I hope 2018 has begun well for everyone and that the recent holidays provided an enjoyable opportunity for a change of pace and scenery, time with friends and family — and frequent dips in a favourite watering hole to cope with the constant heat.
I regularly visit businesses and meet with employers and their staff in the Hamilton West electorate. While fluctuating economic conditions and the rapid pace of technological change sometimes lead to business closures and job losses, in the main we have enjoyed buoyant economic conditions in our city in recent years with many new jobs having been created here.
National's leader Bill English observed that under current employment law New Zealand has added an impressive 245,000 jobs in the last two years and has the third highest employment rate in the developed world. Nearly 80 per cent of New Zealand workers are in full-time jobs and wages have been growing at twice the rate of inflation.
So, I know many will share my concern that the Labour-led Government's employment law changes announced last week will reduce job opportunities and wage growth, especially for vulnerable workers on the edges of the labour market. They will also mean workers will have less flexibility to get their jobs done. The need for the changes has not been demonstrated to the public. Labour is clearly pandering to the unions who helped them into office.
For instance, most businesses will be concerned about the measures that are proposed for essentially unlimited union access, particularly the collective bargaining parameters where if a union initiates collective bargaining with a business they must negotiate.

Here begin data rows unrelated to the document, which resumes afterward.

Issue #633, opened 2026-08-01
Allow download_model destination in configured extra model paths


artokun:
### What happened / root cause
download_model refuses a target_subfolder that is a symlink into a model directory already registered in ComfyUI's live extra model paths. This prevents panel-visible downloads directly to an external model drive.

### Steps to reproduce
1. Configure /Volumes/Render/00_AI/models/unet as an active ComfyUI extra model path.
2. Create ComfyUI/models/external_unet_download -> /Volumes/Render/00_AI/models/unet.
3. Call download_model with target_subfolder=external_unet_download.

### Exact error
MODEL_ERROR: Refusing to write outside the models directory (a symlink in the path escapes it): external_unet_download

### Fix
Applied locally: no. Upstream-only: yes.
Precise change needed: add an optional destination selector restricted to paths already returned by the connected ComfyUI's configured extra-model paths, or allow target_subfolder to resolve into a configured extra model root after canonical-path validation. Do not weaken the existing escape guard for arbitrary paths.

### Environment
macOS Darwin, Apple MPS 24 GB, ComfyUI 0.29.0, comfyui-mcp 0.48.30, panel 0.11.20.

PR #919, opened 2026-08-06
model destination visibility: nested Diffusers false mismatch + StabilityMatrix junction refusal

### LINKED ISSUE #844: Avoid false workspace mismatch from nested Diffusers files
`download_model` refused a correct local ComfyUI workspace as “a DIFFERENT install.” Its workspace-identity heuristic sampled two ordinary nested files under `models/diffusers` (Hunyuan3D component `.bin` files) that ComfyUI's `/models` endpoint does not enumerate. It treated those expected omissions as proof that the running server did not read the workspace.

### Steps to reproduce
1. Run ComfyUI 0.30.0 from `~/repositories/wet/wet.graphics.pipeline/ComfyUI` on port 6101 with `--enable-manager`.
2. Keep a Diffusers-style nested model directory containing component files such as `hunyuan3d-paint-v2-0-turbo/vae/diffusion_pytorch_model.bin`.
3. Start comfyui-mcp with matching `COMFYUI_URL=http://127.0.0.1:6101` and `COMFYUI_PATH=~/repositories/wet/wet.graphics.pipeline/ComfyUI`.
4. Call `download_model` for any public Hugging Face model.

### Exact error (scrubbed)
```
Refusing to download into "~/repositories/wet/wet.graphics.pipeline/ComfyUI/models": the connected ComfyUI (http://127.0.0.1:6101) does not read from it. Its "diffusers" folder holds 2 model file(s), 2 of which the running server does NOT list (e.g. hunyuan3d-paint-v2-0-turbo/vae/diffusion_pytorch_model.bin, hunyuan3d-paint-v2-0-turbo/text_encoder/pytorch_model.bin) — if it scanned this directory it would see all of them, so this is a DIFFERENT install than the one serving you.
```

The systemd unit's WorkingDirectory and COMFYUI_PATH were already the same correct ComfyUI checkout.

### Fix
Applied locally: yes (configuration workaround)
Upstream-only: no

Added an explicit absolute `--base-directory ~/repositories/wet/wet.graphics.pipeline/ComfyUI` to ComfyUI's existing ExecStart. After restart, the identical `download_model` calls were accepted, resumed partial downloads, wrote to the intended workspace, and ComfyUI confirmed the completed VAE files in its model list.

Suggested upstream fix: do not use unlisted nested Diffusers component files as definitive evidence that the workspace differs. Prefer an authoritative absolute base-directory signal when available; otherwise sample only files belonging to model folders whose REST enumeration contract includes those nested files, or downgrade this mismatch to an unverified warning.

### Environment
Linux; ComfyUI 0.30.0; NVIDIA GB10, ~124GB VRAM; comfyui-mcp 0.49.5; panel 0.11.38.

Related (same root cause): #813

### LINKED ISSUE #870: download_model refuses StabilityMatrix junction model folders (vae/diffusion_models)
On StabilityMatrix installs, ComfyUI `models/vae` and `models/diffusion_models` are **NTFS junctions** pointing at `E:\comfy\StabilityMatrix\models\VAE` / `DiffusionModels`. `download_model` rejects these with:

`Refusing to write outside the models directory (a symlink in the path escapes every registered model root): vae`

`text_encoders` is a real directory under the package models root, so that download succeeds. Same host, same ComfyUI.

Root cause: symlink/junction escape check does not treat the junction *target* as a registered model root even though ComfyUI/StabilityMatrix intentionally uses junctions for shared model storage.

### Steps to reproduce
1. Run ComfyUI via StabilityMatrix (junctioned model folders).
2. call download_model with target_subfolder `vae` (or `diffusion_models`) and any public HF URL.
3. Observe MODEL_ERROR about symlink escape.
4. call download_model with target_subfolder `text_encoders` on same machine — succeeds.

### Exact error (scrubbed)
```
MODEL_ERROR: Refusing to write outside the models directory (a symlink in the path escapes every registered model root): vae
```

### Fix

Precise change needed: when resolving the write path under models/, if a path component is a junction/symlink, **resolve to the real path** and allow the write if the resolved path is still under a known model root OR if the junction itself lives under the ComfyUI models directory (StabilityMatrix pattern). Alternatively register junction targets from extra_model_paths / folder_paths as allowed write roots.

Workaround used: huggingface_hub.hf_hub_download + copy into `E:\comfy\StabilityMatrix\models\VAE` and `DiffusionModels`.

### Environment
Windows 11 / ComfyUI 0.30.0 (StabilityMatrix) / RTX 5060 Ti 16GB / comfyui-mcp 0.49.8 / panel 0.11.38 / Manager 3.x LEGACY

artokun:
Both defects lived in src/services/model-resolver.ts and both are the same fold — a listing/registration the server never makes, read as proof of a negative.

## #844 — nested Diffusers files caused a false "DIFFERENT install" refusal

Verified against ComfyUI master `folder_paths.py`: the `diffusers` category is registered with the extension contract `["folder"]`, which no file matches — so `/models/diffusers` **never lists files** (it loads those models as whole directories). The pre-write workspace check sampled nested component files (`hunyuan3d-paint-v2-0-turbo/vae/diffusion_pytorch_model.bin`, …) and read their contractual absence as proof the server doesn't read the tree.

- Categories whose listing contractually cannot name files (`CATEGORIES_WITHOUT_FILE_ENUMERATION`) now make `liveCategoryListing` return `undefined` (inconclusive = no evidence), which every caller — the pre-write refusal, `verifyLandedModel`, the manifest skip/pending paths — already honors.
- `verifyLandedModel` reports a landed diffusers file as **unknown** with an accurate note, instead of a false "the server does NOT list it".
- A test pins that a real sibling-category mismatch still refuses (the excusal is not a blind spot).

## #870 — StabilityMatrix junction model folders refused

StabilityMatrix junctions `models/vae`, `models/diffusion_models`, … into its shared store and registers nothing — the junction IS the registration, so no live-root lookup could ever authorize the escape. Per the maintainer's ruling in the issue, an in-tree symlink/junction redirect is now authorized by its **location** inside the user's own models tree (ComfyUI's scanner follows it: `recursive_search` walks with `followlinks=True`). This supersedes the #633-era P0d fail-closed authorization.

- **Kept:** the code-root (`custom_nodes`) veto — including a symlink *landing* inside one — the dangling/unresolvable-symlink refusal, and the primary-root code veto.
- **Companion honesty fix:** `verifyLandedModel`'s live-roots membership now runs on the **lexical write path** — the path the server actually scans, following links at any depth — so a file landed through a category-level or nested in-tree junction is not falsely reported "outside every directory the server reads" post-write.

## Accepted residual (called out in code + tests)

An in-tree symlink to an unregistered, non-code location (e.g. `/tmp/evil`) is now allowed: there is no structural property separating it from a legitimate junction target, both are the user's own fixture on their own machine, and a landing the server cannot see is reported honestly by the post-write check rather than pre-emptively refused.

## Verification

- Full suite: 290 files / 6219 tests green; `tsc --noEmit` clean.
- Mutation-verified: removing the contract-skip fails the #844 pre-write test; removing the verifyLandedModel branch fails its note assertion; reinstating the escape refusal fails 8 allowance tests; reverting membership to the realpath'd input fails both junction post-write tests.
- Codex adversarial gate: round 1 FAIL (3 findings — all addressed, incl. a factual error in the first message draft), round 2 PASS.

closes #844
closes #870

### DIFF
--- a/src/__tests__/services/download-dest-roots.test.ts
+++ b/src/__tests__/services/download-dest-roots.test.ts
@@ -7,16 +7,22 @@ import { join, resolve } from "node:path";
 //
 //   (a) #346 — a server with --base-directory != COMFYUI_PATH roots the download
 //       at the SERVER's models dir (where the running ComfyUI actually reads).
-//   (b) #633 — a symlinked target_subfolder resolving into a LIVE, authoritatively
-//       registered extra_model_path is ALLOWED (that's where ComfyUI reads).
-//   (c) path-safety — the symlink allowance never becomes an arbitrary-write /
-//       write-into-code-dir (RCE) hole. Covers the codex + independent-codex P0s:
+//   (b) #633/#870 — a symlink/junction INSIDE the models tree may redirect the
+//       write: into a live-registered extra root (#633), or anywhere else the
+//       code-root veto does not cover (#870 — the StabilityMatrix layout, where
+//       junctioned category folders ARE the registration mechanism and no config
+//       can vouch for their targets; ComfyUI's scanner follows the links).
+//   (c) path-safety — the symlink allowance never becomes a write-into-code-dir
+//       (RCE) hole, and a broken link is never silently followed. Covers:
 //         P0a  dangling / uncanonicalizable symlink -> REFUSED (not skipped).
 //         P0b  primary models root that resolves into custom_nodes -> REFUSED.
 //         P0c  (TOCTOU — inherent to pathname checks in Node; not asserted here).
-//         P0d  authorization is FAIL-CLOSED: only a LIVE, server-authoritative
-//              config may authorize an escape — a stale/static config cannot, and
-//              an unreachable server authorizes nothing.
+//         P0d  SUPERSEDED by #870: authorization used to require a LIVE,
+//              server-authoritative registration of the escape target. That
+//              rule could never cover a junction the server never declares, so
+//              it refused correct StabilityMatrix installs. Authorization now
+//              comes from the symlink's LOCATION (inside the user's own models
+//              tree); the code-root veto below is unaffected by the change.
 //
 // The REAL resolver + guard run; only /system_stats, the filesystem, config, and
 // the static/live registered roots are controlled.
@@ -55,10 +61,11 @@ vi.mock("../../comfyui/client.js", () => ({
   getClient: () => ({ fetchApi: (...a: unknown[]) => fetchApi(...(a as [])) }),
 }));
 
-// Two injected root sources:
+// Two injected root sources, both feeding the code-root VETO only:
 //  - getExtraModelRoots (STATIC-capable): contributes to the code-root VETO only.
-//  - getLiveExtraModelRoots (LIVE, server-authoritative): the ONLY source that may
-//    AUTHORIZE an escaping symlink (fail-closed), plus its custom_nodes veto.
+//  - getLiveExtraModelRoots (LIVE, server-authoritative): its custom_nodes roots
+//    also feed the veto. Since #870 NEITHER source authorizes anything — an
+//    in-tree symlink's redirect is authorized by its location.
 const getExtraModelRootsMock = vi.fn();
 const getLiveExtraModelRootsMock = vi.fn();
 vi.mock("../../services/extra-paths.js", () => ({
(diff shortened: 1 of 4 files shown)


artokun:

Commenting on the announcements, the National Party's Workplace Relations Spokesperson Amy Adams noted that the law as it stands encourages all businesses, small and large, to grow their workforces and take a chance on new workers and long-term unemployed people, including with 90 day probationary periods.
"While Labour have now partially backed down and allowed small businesses to continue with 90 day trials, they've still closed those trials off to the bigger businesses that take on many of these vulnerable workers. Those workers will have fewer opportunities," said Ms Adams.
"If 90 day trials are okay for small businesses, then why shouldn't they apply to larger businesses as well?"
With New Zealand's world-leading performance in job creation over the last few years, the onus is on the government to justify the need for the reforms.
Business confidence fell in the last quarter and these reforms will further damage that mood, while taking New Zealand backwards. They will disrupt New Zealand's settled and successful employment law. I and other National MPs will fight them vigorously in Parliament in coming weeks.